:: What you are asked to do ::
From the entries that follow, report every line in which "return" occurs.
______
PR #7662, opened 2024-06-13
Fix: use bearer auth when pulling binaryTarget or packages from a package registry

pwallrich:
Use bearer auth when pulling binary targets or a package from a package registry and the user is `token`.

### Motivation:

When logging in to a package registry bearer auth works. However when fetching binaryTargets or pulling packages from a registry basic auth is used always.

This either breaks services that don't use basic auth or leads to nasty workarounds like first creating a netrc file with "token" as the user and after login changing the user back to the actual user. Assuming that basic auth is allowed with an identiy token.

### Modifications:

Check if the user is `token` when creating the authorization header and use Bearer auth in these cases.

### Result:

When the user is `token` the `Authorization` header will be set to `Bearer {{access_token}}` instead of `Basic token:{{access_token}}`. 

Before:
Screenshot 2024-06-13 at 22 49 08

After:
Screenshot 2024-06-13 at 22 48 38

### DIFF
--- a/Sources/Basics/AuthorizationProvider.swift
+++ b/Sources/Basics/AuthorizationProvider.swift
@@ -71,6 +71,9 @@ extension AuthorizationProvider {
         guard let (user, password) = self.authentication(for: url) else {
             return nil
         }
+        guard user != "token" else {
+            return "Bearer \(password)"
+        }
         let authString = "\(user):\(password)"
         let authData = Data(authString.utf8)
         return "Basic \(authData.base64EncodedString())"
--- a/Tests/BasicsTests/AuthorizationProviderTests.swift
+++ b/Tests/BasicsTests/AuthorizationProviderTests.swift
@@ -63,6 +63,15 @@ final class AuthorizationProviderTests: XCTestCase {
         }
     }
 
+    func testBasicAPIsBearerToken() {
+        let url = URL("http://\(UUID().uuidString)")
+        let user = "token"
+        let token = UUID().uuidString
+
+        let provider = TestProvider(map: [url: (user: user, password: token)])
+        self.assertBearerAuthentication(provider, for: url, expected: token)
+    }
+
     func testProtocolHostPort() throws {
         #if !canImport(Security)
         try XCTSkipIf(true)
@@ -256,6 +265,20 @@ final class AuthorizationProviderTests: XCTestCase {
         XCTAssertEqual(
             provider.httpAuthorizationHeader(for: url),
             "Basic " + Data("\(expected.user):\(expected.password)".utf8).base64EncodedString()
+        )
+    }
+
+    private func assertBearerAuthentication(
+        _ provider: AuthorizationProvider,
+        for url: URL,
+        expected: String
+    ) {
+        let authentication = provider.authentication(for: url)
+        XCTAssertEqual(authentication?.user, "token")
+        XCTAssertEqual(authentication?.password, expected)
+        XCTAssertEqual(
+            provider.httpAuthorizationHeader(for: url),
+            "Bearer \(expected)"
         )
     }
 }


MaxDesiatov:
@swift-ci test

MaxDesiatov (approved):
Thank you!

MaxDesiatov:
@pwallrich mind cherry-picking it for `release/6.0`? You'll have to follow [the release branch template](https://forums.swift.org/t/swift-6-0-release-process/70220) for release branch PRs.

pwallrich:
Yes, I'll try to open the release PR.

Do I need to do anything regarding the failed linux smoke test?

MaxDesiatov:
@swift-ci test

MaxDesiatov:
Hi @yim-lee, would you have a moment to have a look at this PR, as the original SE proposal author to confirm that this change makes sense? Thanks!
______
:: Your solution ::
             return nil
+            return "Bearer \(password)"
         return "Basic \(authData.base64EncodedString())"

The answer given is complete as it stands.